Printing Without Supports!

If print supports have ever caused you grief, know that there’s an alternate printing method in the works. First: get yourself a vat of industrial gel in which to print.

Rapid Liquid Printing(RLP) is being developed in collaboration by Michigan-based company [Steelcase] and [Skylar Tibbits’] Self Assembly Lab at MIT. RLP is touting advantages over traditional 3D printing technology such as reduced print times, a higher quality print, and enabling larger scale prints — all without supports!

Working with rubber, plastic, or foam, the printing material is injected by nozzle into a basin of industrial gel.

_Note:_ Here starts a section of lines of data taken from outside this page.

PR #482, opened 2021-05-18
Add vertex cells.

danlipsa:


danlipsa:
Solves
https://github.com/Kitware/TeleSculptor/projects/1#card-60652456

mleotta:
@borovik135 can you test this by loading a PLY that is just points with no faces?

borovik135:
I tested on KHQ point cloud and it works as intended: I was able to load the point cloud, mark/modify a few GCPs with their 2D registration points and successfully calibrate a camera; the point cloud got re-loaded on project re-load for the next session of TS.

PR #489, opened 2021-05-26
Replaced all headers with pointer to license file

quantumech3:
Replaced headers with a link to the license file for Telesculpter. Also removed the stray replace-copyright.sh script from maptk folder.


quantumech3:
Apologies I would like to test the build before this gets pushed. I forgot to do that.

mleotta (approved):

PR #491, opened 2021-06-01
Direct color RGBA and color map scalar.

danlipsa:
Also add vtp as possible input format.

### DIFF
--- a/gui/ColorizeSurfaceOptions.cxx
+++ b/gui/ColorizeSurfaceOptions.cxx
@@ -307,6 +307,7 @@ void ColorizeSurfaceOptions::colorize()
       {
         d->UI.comboBoxColorDisplay->setEnabled(true);
         emit colorModeChanged(d->UI.buttonGroup->checkedButton()->text());
+        this->InsideColorize = false;
         return;
       }
       QEventLoop loop;
--- a/gui/ColorizeSurfaceOptions.cxx
+++ b/gui/ColorizeSurfaceOptions.cxx
@@ -46,6 +46,13 @@ public:
   QString frameFile;
 
   kv::frame_id_t currentFrame = -1;
+
+  double occlusionThreshold = 1;
+  bool removeOccluded = true;
+  bool removeMasked = true;
+  bool insideColorize = false;
+  const int INVALID_FRAME = -2;
+  kwiver::vital::frame_id_t lastColorizedFrame = INVALID_FRAME;
 };
 
 QTE_IMPLEMENT_D_FUNC(ColorizeSurfaceOptions)
@@ -102,11 +109,6 @@ ColorizeSurfaceOptions::ColorizeSurfaceOptions(
   d->frameFile = QString();
 
   d->UI.comboBoxColorDisplay->setDuplicatesEnabled(false);
-  this->OcclusionThreshold = 1;
-  this->RemoveOccluded = true;
-  this->RemoveMasked = true;
-  this->InsideColorize = false;
-  this->LastColorizedFrame = INVALID_FRAME;
 }
 
 //-----------------------------------------------------------------------------
@@ -115,6 +117,34 @@ ColorizeSurfaceOptions::~ColorizeSurfaceOptions()
   QTE_D();
 
   d->uiState.save();
+}
+
+//-----------------------------------------------------------------------------
+void ColorizeSurfaceOptions::setOcclusionThreshold(double occlusionThreshold)
+{
+  QTE_D();
+  d->occlusionThreshold = occlusionThreshold;
+}
+
+//-----------------------------------------------------------------------------
+void ColorizeSurfaceOptions::setRemoveOccluded(double removeOccluded)
+{
+  QTE_D();
+  d->removeOccluded = removeOccluded;
+}
+
+//-----------------------------------------------------------------------------
+void ColorizeSurfaceOptions::setRemoveMasked(double removeMasked)
+{
+  QTE_D();
+  d->removeMasked = removeMasked;
+}
+
+//-----------------------------------------------------------------------------
+double ColorizeSurfaceOptions::getOcclusionThreshold()
+{
+  QTE_D();
+  return d->occlusionThreshold;
 }
 
 //-----------------------------------------------------------------------------
@@ -274,8 +304,6 @@ void ColorizeSurfaceOptions::changeColorDisplay()
   else
   {
     mapper->SetColorModeToDirectScalars();
-    mapper->CreateDefaultLookupTable();
-    mapper->UseLookupTableScalarRangeOff();
   }
 
   mapper->Update();
@@ -286,7 +314,8 @@ void ColorizeSurfaceOptions::changeColorDisplay()
 //-----------------------------------------------------------------------------
 void ColorizeSurfaceOptions::forceColorize()
 {
-  this->LastColorizedFrame = INVALID_FRAME;
+  QTE_D();
+  d->lastColorizedFrame = d->INVALID_FRAME;
   colorize();
 }
 
@@ -294,22 +323,29 @@ void ColorizeSurfaceOptions::forceColorize()
 void ColorizeSurfaceOptions::colorize()
 {
   QTE_D();
-  if (! this->InsideColorize)
+  std::cout << "InsideColorize: " << d->insideColorize << std::endl;
+  if (! d->insideColorize)
   {
-    this->InsideColorize = true;
+    d->insideColorize = true;
     auto colorizedFrame =
       (d->UI.radioButtonCurrentFrame->isChecked() ? d->currentFrame : -1);
-    while (this->LastColorizedFrame != colorizedFrame)
+    while (d->lastColorizedFrame != colorizedFrame)
     {
-      this->LastColorizedFrame = colorizedFrame;
+      std::cout << "begin while" << std::endl
+                << "LastColorizedFrame: " << d->lastColorizedFrame
+                << std::endl
+                << "colorizedFrame: " << colorizedFrame << std::endl;
+      d->lastColorizedFrame = colorizedFrame;
 
       if (!d->cameras || d->cameras->size() == 0)
       {
+        std::cout << "no cameras" << "\n\n";
         d->UI.comboBoxColorDisplay->setEnabled(true);
         emit colorModeChanged(d->UI.buttonGroup->checkedButton()->text());
-        this->InsideColorize = false;
+        d->insideColorize = false;
         return;
       }
+      std::cout << "setup coloration" << std::endl;
       QEventLoop loop;
       vtkPolyData* volume = vtkPolyData::SafeDownCast(d->volumeActor->GetMapper()
                                                       ->GetInput());
@@ -321,17 +357,17 @@ void ColorizeSurfaceOptions::colorize()
       coloration->set_input(volume);
       coloration->set_output(volume);
       coloration->set_frame_sampling(d->UI.spinBoxFrameSampling->value());
-      coloration->set_occlusion_threshold(this->OcclusionThreshold);
-      coloration->set_remove_occluded(this->RemoveOccluded);
-      coloration->set_remove_masked(this->RemoveMasked);
-      coloration->set_frame(this->LastColorizedFrame);
+      coloration->set_occlusion_threshold(d->occlusionThreshold);
+      coloration->set_remove_occluded(d->removeOccluded);
+      coloration->set_remove_masked(d->removeMasked);
+      coloration->set_frame(d->lastColorizedFrame);
       coloration->set_all_frames(false);
       connect(coloration, &MeshColoration::resultReady,
               this, &ColorizeSurfaceOptions::meshColorationHandleResult);
       connect( coloration, &MeshColoration::resultReady, &loop, &QEventLoop::quit );
       connect(coloration, &MeshColoration::finished,
               coloration, &MeshColoration::deleteLater);
-      if (this->LastColorizedFrame < 0)
+      if (d->lastColorizedFrame < 0)
       {
         // only enable the progress bar if coloring with multiple frames
         connect(coloration, &MeshColoration::progressChanged,
@@ -340,8 +376,12 @@ void ColorizeSurfaceOptions::colorize()
       coloration->start();
       loop.exec();
       colorizedFrame = (d->UI.radioButtonCurrentFrame->isChecked()) ? d->currentFrame : -1;
+      std::cout << "end while" << std::endl
+                << "LastColorizedFrame: " << d->lastColorizedFrame
+                << std::endl
+                << "colorizedFrame: " << colorizedFrame << std::endl;
     }
-    this->InsideColorize = false;
+    d->insideColorize = false;
   }
 }
 
--- a/gui/ColorizeSurfaceOptions.cxx
+++ b/gui/ColorizeSurfaceOptions.cxx
@@ -323,7 +323,6 @@ void ColorizeSurfaceOptions::forceColorize()
 void ColorizeSurfaceOptions::colorize()
 {
   QTE_D();
-  std::cout << "InsideColorize: " << d->insideColorize << std::endl;
   if (! d->insideColorize)
   {
     d->insideColorize = true;
@@ -331,21 +330,15 @@ void ColorizeSurfaceOptions::colorize()
       (d->UI.radioButtonCurrentFrame->isChecked() ? d->currentFrame : -1);
     while (d->lastColorizedFrame != colorizedFrame)
     {
-      std::cout << "begin while" << std::endl
-                << "LastColorizedFrame: " << d->lastColorizedFrame
-                << std::endl
-                << "colorizedFrame: " << colorizedFrame << std::endl;
       d->lastColorizedFrame = colorizedFrame;
 
       if (!d->cameras || d->cameras->size() == 0)
       {
-        std::cout << "no cameras" << "\n\n";
         d->UI.comboBoxColorDisplay->setEnabled(true);
         emit colorModeChanged(d->UI.buttonGroup->checkedButton()->text());
         d->insideColorize = false;
         return;
       }
-      std::cout << "setup coloration" << std::endl;
       QEventLoop loop;
       vtkPolyData* volume = vtkPolyData::SafeDownCast(d->volumeActor->GetMapper()
                                                       ->GetInput());
@@ -376,10 +369,6 @@ void ColorizeSurfaceOptions::colorize()
       coloration->start();
       loop.exec();
       colorizedFrame = (d->UI.radioButtonCurrentFrame->isChecked()) ? d->currentFrame : -1;
-      std::cout << "end while" << std::endl
-                << "LastColorizedFrame: " << d->lastColorizedFrame
-                << std::endl
-                << "colorizedFrame: " << colorizedFrame << std::endl;
     }
     d->insideColorize = false;
   }
--- a/gui/VolumeOptions.cxx
+++ b/gui/VolumeOptions.cxx
@@ -24,6 +24,8 @@
 
 #include <string>
 
+#include <vital/logger/logger.h>
+
 namespace // anonymous
 {
 
@@ -67,7 +69,11 @@ vtkSmartPointer<vtkColorTransferFunction> createBluesColorPalette(
 class VolumeOptionsPrivate
 {
 public:
-  VolumeOptionsPrivate():colorizeSurfaceOptions(nullptr),volumeActor(nullptr)
+  VolumeOptionsPrivate()
+    :  colorizeSurfaceOptions(nullptr),
+       volumeActor(nullptr),
+       originalColorArray(nullptr),
+       logger(kwiver::vital::get_logger("telesculptor.volumeoptions"))
   {}
 
   void setPopup(QToolButton* button, QWidget* popup);
@@ -78,7 +84,7 @@ public:
 
   vtkActor* volumeActor;
   vtkDataArray* originalColorArray;
-
+  kwiver::vital::logger_handle_t logger;
 };
 
 QTE_IMPLEMENT_D_FUNC(VolumeOptions)
@@ -111,7 +117,6 @@ VolumeOptions::VolumeOptions(const QString &settingsGroup, QWidget* parent,
   d->uiState.restore();
 
   d->colorizeSurfaceOptions = new ColorizeSurfaceOptions(settingsGroup, this);
-  d->originalColorArray = nullptr;
   d->setPopup(d->UI.toolButtonColorizeSurfaceMenu, d->colorizeSurfaceOptions);
 
   // Connect signals/slots
@@ -259,10 +264,19 @@ void VolumeOptions::setCurrentFrame(kwiver::vital::frame_id_t frame)
 }
 
 //-----------------------------------------------------------------------------
-void VolumeOptions::setSurfaceColor(int index)
+void VolumeOptions::setColorizeSurface(int index)
 {
   QTE_D();
 
+  if (index < 0 || index > ORIGINAL_COLOR)
+  {
+    LOG_ERROR(d->logger, "Invalid index: " << index);
+  }
+  if (index == ORIGINAL_COLOR &&
+      d->UI.comboBoxColorizeSurface->count() <= 2)
+  {
+    d->UI.comboBoxColorizeSurface->insertItem(index, "Original color");
+  }
   d->UI.comboBoxColorizeSurface->setCurrentIndex(index);
 }
 
--- a/gui/VolumeOptions.cxx
+++ b/gui/VolumeOptions.cxx
@@ -16,12 +16,52 @@
 #include <QWidgetAction>
 
 #include <vtkActor.h>
+#include <vtkColorTransferFunction.h>
 #include <vtkPolyDataMapper.h>
 #include <vtkDataSet.h>
 #include <vtkPointData.h>
 #include <vtkPolyData.h>
 
 #include <string>
+
+namespace // anonymous
+{
+
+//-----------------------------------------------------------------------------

That gel suspends the print throughout the process without bonding to it and the finished product is simply lifted out of the gel and rinsed off. Shown off at the Design Miami event earlier this month, onlookers could pick up finished lampshades and tote bags after mere minutes.

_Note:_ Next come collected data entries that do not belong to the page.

PR #510, opened 2021-08-20
Remove maptk tools

chetnieter:
Removing deprecated maptk tools and references to them .


README.rst
```diff
@@ -324,92 +324,6 @@ in the process of being migrated to KWIVER and will leave this repository soon.
 Continued support is not guaranteed and behavior may diverge from documentation.
```
mleotta, line 324: We should remove this paragraph as well.  And the section heading above it.  and remove tools from the directory list on line 315.

doc/release-notes/master.txt
```diff
@@ -10,6 +10,9 @@ Updates since v1.1.0
 
 TeleSculptor Application
 
+ * Removed deprecated command line maptk tools. All the underlying kwiver
+   algoritms can be accessed via the 'kwiver' command line tool.
```
mleotta, line 14: I would put this comment in a new section outside of "TeleSculptor Application".  Probably under a "Tools" heading.

mleotta (changes requested):
There are other places in the README that refer to the tools or tools directory or tools cmake option.  Search for all instances of "tool".

PR #141, opened 2024-03-29
Fix issue #119: Incorrect varName in logs

### LINKED ISSUE #119: Inaccurate varName in logs when printing for null value attribute
When looking in the log.txt file for problems at loading time, it seems there is a small issue when printing the variable attributes that have a null value. Here is an example of what I got:
```
Warning: varName=units attribute=units has values=null
Warning: varName=sdn_uom_urn attribute=sdn_uom_urn has values=null
Warning: varName=sdn_uom_name attribute=sdn_uom_name has values=null
Warning: varName=sdn_uom_name attribute=sdn_uom_name has values=null
Warning: varName=units attribute=units has values=null
```

As you can see, the "varName" actually takes the same value as the "attribute". 
I have erddap version 2.23.

ayushsingh01042003:
# Description

`varName` was being incorrectly logged by being copied from the `attribute`

Fixes #119 

## Type of change

### DIFF
--- a/WEB-INF/classes/gov/noaa/pfel/coastwatch/griddata/NcHelper.java
+++ b/WEB-INF/classes/gov/noaa/pfel/coastwatch/griddata/NcHelper.java
@@ -1343,11 +1343,12 @@ public class NcHelper  {
         //read the sourcglobalAttributes
         if (ncAtts == null)
             return;
+        String ncAttsName = ncAtts.getName();
         Iterator it = ncAtts.iterator();
         while (it.hasNext()) { //there is also a dods.dap.Attribute                        
             Attribute att = (Attribute)it.next();            
-            String name = ncAtts.getName();
-            attributes.add(name, getAttributePA(name, att));
+            String name = att.getName();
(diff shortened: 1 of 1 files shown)


ayushsingh01042003:
Hi @ChrisJohnNOAA I've raised the PR as instructed, please take a look if this works and let me know if otherwise.

ayushsingh01042003:
@ChrisJohnNOAA That was careless on my part I completely overlooked the name parameter for attributes.add().

Just to make sure I understand the requested changes, The solution should look something like this?
```
  String ncAttsName = ncAtts.getName();
  Iterator it = ncAtts.iterator();
  while (it.hasNext()) { //there is also a dods.dap.Attribute                        
      Attribute att = (Attribute)it.next();            
      String name = att.getName();
      attributes.add(name, getAttributePA(ncAttsName, att));
  }
```
I think this should do it, I have pushed the changes, Can you have look at it?

ChrisJohnNOAA (approved):

PR #186, opened 2024-08-06
Handlers

ayushsingh01042003:
### Description

- EDDTableFromFilesHandler, EDDTableFromAsciiFilesHandler
- EDDGridAggregateExistingDimensionHandler
- EDDGridCopyHandler
- EDDGridFromEDDTableHandler
- EDDGridLon0360Handler

### DIFF
--- a/WEB-INF/classes/gov/noaa/pfel/erddap/handlers/EDDGridCopyHandler.java
+++ b/WEB-INF/classes/gov/noaa/pfel/erddap/handlers/EDDGridCopyHandler.java
@@ -3,6 +3,7 @@ package gov.noaa.pfel.erddap.handlers;
 import static gov.noaa.pfel.erddap.dataset.EDDGrid.DEFAULT_MATCH_AXIS_N_DIGITS;
 
 import com.cohort.array.StringArray;
+import com.cohort.util.SimpleException;
 import com.cohort.util.String2;
 import gov.noaa.pfel.erddap.dataset.EDD;
 import gov.noaa.pfel.erddap.dataset.EDDGrid;
@@ -47,6 +48,9 @@ public class EDDGridCopyHandler extends State {
   public void startElement(String uri, String localName, String qName, Attributes attributes)
       throws SAXException {
     if (localName.equals("dataset")) {
+      if (tSourceEdd != null) {
+        throw new SimpleException("Cannot Have multiple Child datasets for" + datasetID);
+      }
       String tType = attributes.getValue("type");
       String active = attributes.getValue("active");
       String childDatasetID = attributes.getValue("datasetID");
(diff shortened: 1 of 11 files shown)


WEB-INF/classes/gov/noaa/pfel/erddap/handlers/EDDGridCopyHandler.java
```diff
@@ -0,0 +1,121 @@
...
+  private String tDefaultGraphQuery = null;
+  private int tnThreads = -1;
+  private boolean tAccessibleViaFiles = EDStatic.defaultAccessibleViaFiles;
+  private boolean tDimensionValuesInMemory = true;
+  private String tOnlySince = null;
+
+  @Override
+  public void startElement(String uri, String localName, String qName, Attributes attributes)
+      throws SAXException {
+    if (localName.equals("dataset")) {
```
ChrisJohnNOAA, line 50: Should this throw an exception if it sees a second dataset?

WEB-INF/classes/gov/noaa/pfel/erddap/handlers/EDDGridFromEDDTableHandler.java
```diff
@@ -0,0 +1,162 @@
...
+  private int tnThreads = -1; // interpret invalid values (like -1) as EDStatic.nGridThreads
+  private boolean tDimensionValuesInMemory = true;
+  private EDDTable tEDDTable = null;
+  private int tGapThreshold = 1000;
+
+  @Override
+  public void startElement(String uri, String localName, String qName, Attributes attributes)
+      throws SAXException {
+    switch (localName) {
+      case "dataset" -> {
```
ChrisJohnNOAA, line 55: Should this throw an exception if it sees a second dataset?

ChrisJohnNOAA (changes requested):
Maybe some additional handling of incorrect xml noted in the comments.

WEB-INF/classes/gov/noaa/pfel/erddap/handlers/EDDGridCopyHandler.java
ayushsingh01042003: I don't think the old code specifies throwing an exception on getting a second child dataset,
https://github.com/ERDDAP/erddap/blob/main/WEB-INF/classes/gov/noaa/pfel/erddap/dataset/EDDGridFromEDDTable.java#L113-L127

But I am guessing since the `tEDDTable` variable will update to the last child dataset which means there is no point in adding multiple, you are implying to add a check so that we only have one child dataset?

ChrisJohnNOAA: Yeah, add a check to make sure there's only one child dataset. Allowing multiple to be parsed could cause issues, and I think it's better to catch those early with explicit error messages.

ayushsingh01042003:
How does this look?
I think there are handlers that would need this (all unless there are some that can have multiple child datasets)
If this looks fine I can make the changes to the other ones too.

ChrisJohnNOAA (approved):

srstsavage:
Don't forget the `GSoC-2024` label :grin:

PR #188, opened 2024-08-07
Add test datasets using Zarr files

ChrisJohnNOAA:
# Description

This adds test datasets based on Zarr files and tests to verify behavior.

Because zarr "files" are different (they're folders), there is some subtle behavior differences needed to make them work in ERDDAP. This approach requires datasets to include "zarr" in the filename or path regex for the dataset to trigger the behavior differences. It might be simpler for users (though likely much more code and/or more complicated changes) to have a new dataset type(s) that are specific to zarr files.

## Type of change

- [ X ] New feature (non-breaking change which adds functionality)

- [ X ] I have performed a self-review of my code
- [ X ] My code follows the style guidelines of this project
- [ X ] I have commented my code, particularly in hard-to-understand areas
- [ X ] I have added tests that prove my fix is effective or that my feature works
- [ X ] New and existing unit tests pass locally with my changes


ocefpaf:
> Because zarr "files" are different (they're folders)

Some people store them as zipped zarr files (the same folder but zipped). Not sure if we want to support that in ERDDAP.

ChrisJohnNOAA:
> > Because zarr "files" are different (they're folders)
> 
> Some people store them as zipped zarr files (the same folder but zipped). Not sure if we want to support that in ERDDAP.

I'm looking into this. There are additional changes needed to support zipped zarr files.

ChrisJohnNOAA:
> > > Because zarr "files" are different (they're folders)
> > 
> > 
> > Some people store them as zipped zarr files (the same folder but zipped). Not sure if we want to support that in ERDDAP.
> 
> I'm looking into this. There are additional changes needed to support zipped zarr files.

I added zipped zarr support.

PR #189, opened 2024-08-10
Wrapping up all Sax Parser Handlers

ayushsingh01042003:
### Description
- This completes all the available handlers(except Etopo)


ChrisJohnNOAA (approved):

ChrisJohnNOAA:
> ### Description
> * This completes all the available handlers(except Etopo)

We do need the etopo datasets. Is there a complication with doing them, or are they just not in this pull?

ayushsingh01042003:
Was not sure initially how to handle a self closing tag but turns out SAX treats it as both - opening and closing tag.
Pushed Etopo too.
This probably wraps up all the handlers.

ChrisJohnNOAA (approved):

Issue #139, opened 2024-03-21
Add a way for admins to disable/and or adjust the limits for the "Unusual activity" mail


ChrisJohnNOAA:
Request from Frederic Leclercq:

Add a way how to disable/and or adjust the limits for the "Unusual activity" mail.

The 25% is hard coded:
https://github.com/ERDDAP/erddap/blob/main/WEB-INF/classes/gov/noaa/pfel/erddap/LoadDatasets.java#L1253

It'd be great to have the option to tweak that percentage or turn off those emails. Whenever there's a client or bot messing up requests, we end up flooded with those emails.

ayushsingh01042003:
I'd like to try and work on this.

Maybe we can add an option (something like a link within the email) that will send a request to the server to disable these emails for a certain duration.  

Can I get the steps to reproduce this email if possible?
- Where do I add the email who will get the spam?
- Is there anything specific I need to with the `datasets.xml` file?

ChrisJohnNOAA:
The email address is set in the setup.xml, for example if using the local Jetty server that is emailEverythingTo here:
https://github.com/ERDDAP/erddap/blob/main/development/jetty/config/setup.xml#L67

I think we should add a parameter to the datasets.xml that allows specifying the unusual activity threshold. Maybe something like unusualActivityFailPercent that defaults to 25 and has -1 as an option to disable the email.

The failure counter is incremented in Erddap.java: https://github.com/ERDDAP/erddap/blob/main/WEB-INF/classes/gov/noaa/pfel/erddap/Erddap.java#L747

To get the email, you should be able to just send requests to a local server that cause errors. You could set up a specific kind of request to throw an exception (temporarily to make testing easier).

PR #191, opened 2024-08-27
Feature: unusualActivityFailPercent

ayushsingh01042003:
## Description
- < unusualActivityFailPercent ></ unusualActivityFailPercent > tag for both SAX and simpleXml parsers in `datasets.xml`
- Any integer value from 0 to 100 to tweak the threshold percentage, Default = -1 for sending no mails 
- Fixes https://github.com/ERDDAP/erddap/issues/139

### DIFF
--- a/WEB-INF/classes/gov/noaa/pfel/erddap/util/EDStatic.java
+++ b/WEB-INF/classes/gov/noaa/pfel/erddap/util/EDStatic.java
@@ -384,7 +384,7 @@ public class EDStatic {
   public static final int DEFAULT_slowDownTroubleMillis = 1000;
   public static final int DEFAULT_unusualActivity = 10000;
   public static final int DEFAULT_updateMaxEvents = 10;
-  public static final int DEFAULT_unusualActivityFailPercent = -1;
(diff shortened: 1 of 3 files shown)


ChrisJohnNOAA (approved):

ayushsingh01042003:
Have not really tested this. I think should work fine but let me know if otherwise

WEB-INF/classes/gov/noaa/pfel/erddap/util/EDStatic.java
```diff
@@ -384,6 +384,7 @@ public class EDStatic {
   public static final int DEFAULT_slowDownTroubleMillis = 1000;
   public static final int DEFAULT_unusualActivity = 10000;
   public static final int DEFAULT_updateMaxEvents = 10;
+  public static final int DEFAULT_unusualActivityFailPercent = -1;
```
ChrisJohnNOAA: Since this is a new parameter and existing installations will not have it set in their config, this should default to maintain the current behavior (25).

ChrisJohnNOAA (changes requested):

ChrisJohnNOAA (approved):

Now, this could lead to an entirely different set of extrusion issues — but only minutes later at most. The same can be said for another MIT project that continues to push what more conventional 3D printers are capable of.

[Via /r/EngineeringPorn]

19 thoughts on “Printing Without Supports!

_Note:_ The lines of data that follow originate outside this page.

PR #198, opened 2024-09-11
Add prometheus jvm metrics. Also have erddap start on load (so datase…

ChrisJohnNOAA:
…t loading begins immediately).

To see the metrics on a running server the path is:

http://localhost:8080/erddap/metrics?debug=text

# Description

Adds basic Prometheus jvm metrics. This can be expanded on with additional metrics to track.

This also indicates to Tomcat/Jetty/others (in the web.xml) that the ERDDAP servlet should be loaded at startup which means dataset loading should now start immediately instead of waiting until the first request is made.

Fixes # (issue)

## Type of change

- [ X ] New feature (non-breaking change which adds functionality)
- [ X ] This change requires a documentation update

- [ X ] I have performed a self-review of my code
- [ X ] My code follows the style guidelines of this project
- [ X ] I have commented my code, particularly in hard-to-understand areas
- [ X ] I have made corresponding changes to the documentation
- [ X ] My changes generate no new warnings
- [ X ] I have added tests that prove my fix is effective or that my feature works
- [ X ] New and existing unit tests pass locally with my changes

### DIFF
--- a/README.md
+++ b/README.md
@@ -29,6 +29,9 @@ Simply run `mvn test` in a terminal to run the JUnit tests.
 
 Note that by default tests that do an image comparison are enabled. To disable those tests add `ImageComparison` to the `excludedGroups` section of the surefire `configuration`. It is recommended you run the image tests before making changes to ERDDAP&trade; so you can generate a baseline set of images that will be later used for comparison.
 
+### Metrics
+
+Metrics are collected using [Prometheus](https://prometheus.github.io/client_java/). You can see the metrics on a local server at [/erddap/metrics](http://localhost:8080/erddap/metrics?debug=text).
 
 ### Building a war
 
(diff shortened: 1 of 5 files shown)


srstsavage:
This is great! I'd imagine we probably need a setting to disable the metrics entirely?

ChrisJohnNOAA:
The current metrics I don't believe are sensitive. They are just general jvm data.

I added a setup.xml parameter, however just a note this doesn't stop the metrics servlet from running (the servlet is registered outside of java, in the web.xml). If prometheus metrics are disabled with the parameter that prevents the jvm metrics from getting registered. If we register other metrics without checking the parameter, they will be served.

      1. Why? I don’t think this is a heat fusing method. I think the hardening is a chemical reaction that can take place without air (gel will displace the air). The bonding strength will be dictated by how well the liquid plastic will bond to itself.

  1. Great project that has a very interesting concept, have just one quibble.
    “a higher quality print” It looks like the nozzle produces about a centimeter wide path hardly high resolution.

  2. Not quite sure about the reduced print time, maybe on objects formed of thick lines suspended in air. But if you were to do it layer by layer at very fine detail like an FDM it would take just as long.
    It’s still very early days, maybe it could work someday with a lot of fine tuning, but now it’s just another gimmick to get money off investers who have no idea.

  3. I don’t know that this is really adaptable to high resolution prints, but considering there’s already demand for FDM printers with 1 mm (or larger) nozzles, obviously big and low res has a market.

  4. If the. Density of the plastic is less than that of the gel, the part will rise to the surface. Also, I can’t see how this technique can be both rapid and high resolution as the wake left by the print nozzle will likely distort the print.